═══ Source data ═══

PR #6260, opened 2023-03-23
fix: don't write `pnpm-lock.yaml` if it has no changes

### LINKED ISSUE #6158: `pnpm install --frozen-lockfile` updates modified time of  `pnpm-lock.yaml` and root dir each time it runs even without changes

It happens in any project regardless of packages in it. `package.json` has only `rimraf` as a dependency.
```
~/Projects/pnpm-bug-report
➞  stat pnpm-lock.yaml
16777220 104927827 -rw-r--r-- 1 artur_ptaszek staff 0 296 "Mar  1 15:13:12 2023" "Mar  1 15:13:11 2023" "Mar  1 15:13:11 2023" "Mar  1 15:13:11 2023" 4096 8 0 pnpm-lock.yaml

~/Projects/pnpm-bug-report
➞  pnpm install --frozen-lockfile
Already up to date
Done in 393ms

~/Projects/pnpm-bug-report
➞  stat pnpm-lock.yaml
16777220 104927846 -rw-r--r-- 1 artur_ptaszek staff 0 296 "Mar  1 15:13:26 2023" "Mar  1 15:13:24 2023" "Mar  1 15:13:24 2023" "Mar  1 15:13:24 2023" 4096 8 0 pnpm-lock.yaml
```

### Expected behavior:
If `pnpm` reponse with `Already up to date`, then shouldn't affect both root catalog and `pnpm-lock.yaml` in any kind.

### Actual behavior:
`pnpm install --frozen-lockfile` updates modified time of  `pnpm-lock.yaml` and root dir each time it runs even without changes.

### Additional information:

 - `node -v` prints: v18.14.0

zkochan:
close #6158

### DIFF
--- a/pkg-manager/get-context/src/readLockfiles.ts
+++ b/pkg-manager/get-context/src/readLockfiles.ts
@@ -46,7 +46,7 @@ export async function readLockfiles (
     existsCurrentLockfile: boolean
     existsWantedLockfile: boolean
     wantedLockfile: Lockfile
-    wantedLockfileUnmodified: Lockfile
+    wantedLockfileIsModified: boolean
     lockfileHadConflicts: boolean
   }> {
   const wantedLockfileVersion = LOCKFILE_VERSION_V6
@@ -116,8 +116,10 @@ export async function readLockfiles (
   const wantedLockfile = files[0] ??
     (currentLockfile && clone(currentLockfile)) ??
     createLockfileObject(importerIds, sopts)
+  let wantedLockfileIsModified = false
   for (const importerId of importerIds) {
     if (!wantedLockfile.importers[importerId]) {
+      wantedLockfileIsModified = true
       wantedLockfile.importers[importerId] = {
         specifiers: {},
       }
@@ -129,7 +131,7 @@ export async function readLockfiles (
     existsCurrentLockfile: files[1] != null,
     existsWantedLockfile: files[0] != null && !isEmptyLockfile(wantedLockfile),
     wantedLockfile,
-    wantedLockfileUnmodified: JSON.parse(JSON.stringify(wantedLockfile)),
+    wantedLockfileIsModified,
     lockfileHadConflicts,
   }
 }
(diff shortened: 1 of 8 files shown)


kenrick95 (approved):

pkg-manager/headless/src/index.ts
```diff
@@ -545,7 +546,7 @@ export async function headlessInstall (opts: HeadlessOptions) {
       storeDir: opts.storeDir,
       virtualStoreDir,
     })
-    if (opts.useLockfile) {
+    if (opts.useLockfile && JSON.stringify(wantedLockfile) !== JSON.stringify(opts.wantedLockfileUnmodified)) {
```
gluxon: nit: It might be worth following up with a `deepEqual(...)` function that early exits as soon as it sees the lockfiles are different for performance. I've seen `pnpm-lock.yaml` files grow to be 4MB, and serializing 2 * 4MB could add a few seconds to each `pnpm install`.

pkg-manager/get-context/src/readLockfiles.ts
```diff
@@ -128,6 +129,7 @@ export async function readLockfiles (
     existsCurrentLockfile: files[1] != null,
     existsWantedLockfile: files[0] != null && !isEmptyLockfile(wantedLockfile),
     wantedLockfile,
+    wantedLockfileUnmodified: JSON.parse(JSON.stringify(wantedLockfile)),
```
gluxon: nit: It might be worth a comment that we have to recreate this object since the consumer is expected to mutate `wantedLockfile`. But maybe that's fairly obvious and isn't worth commenting.

gluxon (approved):
Thanks!

pkg-manager/get-context/src/readLockfiles.ts
zkochan: I was also considering just to save the hash of the object and then comparing hashes. That would use less memory but probably would do more processing

pkg-manager/headless/src/index.ts
zkochan: I have changed it. There was actually no need in the copy.

pkg-manager/get-context/src/readLockfiles.ts
zkochan: I have changed it. There was actually no need in the copy.

pkg-manager/headless/src/index.ts
gluxon: Nice!

PR #6266, opened 2023-03-23
fix: should use the one with parent syntax when both override rules match the same target

### LINKED ISSUE #6210: overriding a dependency more than once
### pnpm version:
7.29.1

```json
{
  "pnpm": {
    "overrides": {
      "prop-types": "$prop-types",
      "eslint-plugin-react>prop-types": "npm:prop-types"
    }
  }
  "dependencies": {
    "prop-types": "github:joelmoss/prop-types#esm"
  }
}
```

### Expected behavior:

I would expect that all dependencies will use prop-types from `github:joelmoss/prop-types`, except for eslint-plugin-react, which should use prop-types from `npm:prop-types`.

### Actual behavior:

But instead, all dependencies use prop-types from `github:joelmoss/prop-types`

It appears that only the `"prop-types": "$prop-types"` is respected, while the remaining is ignored.

### Additional information:

 - `node -v` prints: v19.7.0

await-ovo:
fix #6210

### DIFF
--- a/.changeset/few-wasps-enjoy.md
+++ b/.changeset/few-wasps-enjoy.md
@@ -3,4 +3,4 @@
 "pnpm": patch
 ---
 
-Should use the one with parent syntax when both override rules match the same target [#6210](https://github.com/pnpm/pnpm/issues/6210).
+Should use most specific override rule when multiple rules match the same target [#6210](https://github.com/pnpm/pnpm/issues/6210).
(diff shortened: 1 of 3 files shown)


await-ovo (commented):
Let's say the overrides are configured like the following:

```
  "pnpm": {
    "overrides": {
      "foo": "1.2.0",
      "foo@2": "2.2.0"
    }
  },
```

If a package has a dependency  `foo: ^2`,  which override rule should we use? or display a warning message ?

zkochan:
Maybe anything that is not matched by `foo@2`?

await-ovo:
> Maybe anything that is not matched by `foo@2`?

It looks like `^2` is the subset of `2`:

```
semver.subset("^2", "2") // => true
```
So when both rules match a target, what should we do?

zkochan (approved):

═══

- What you have to do:
Among the records above, only the lines between the line holding "close #6158" and the line holding "createLockfileObject(importerIds, sopts)", inclusive, are to be output, exactly as written.

- Solution to this task:
close #6158

### DIFF
--- a/pkg-manager/get-context/src/readLockfiles.ts
+++ b/pkg-manager/get-context/src/readLockfiles.ts
@@ -46,7 +46,7 @@ export async function readLockfiles (
     existsCurrentLockfile: boolean
     existsWantedLockfile: boolean
     wantedLockfile: Lockfile
-    wantedLockfileUnmodified: Lockfile
+    wantedLockfileIsModified: boolean
     lockfileHadConflicts: boolean
   }> {
   const wantedLockfileVersion = LOCKFILE_VERSION_V6
@@ -116,8 +116,10 @@ export async function readLockfiles (
   const wantedLockfile = files[0] ??
     (currentLockfile && clone(currentLockfile)) ??
     createLockfileObject(importerIds, sopts)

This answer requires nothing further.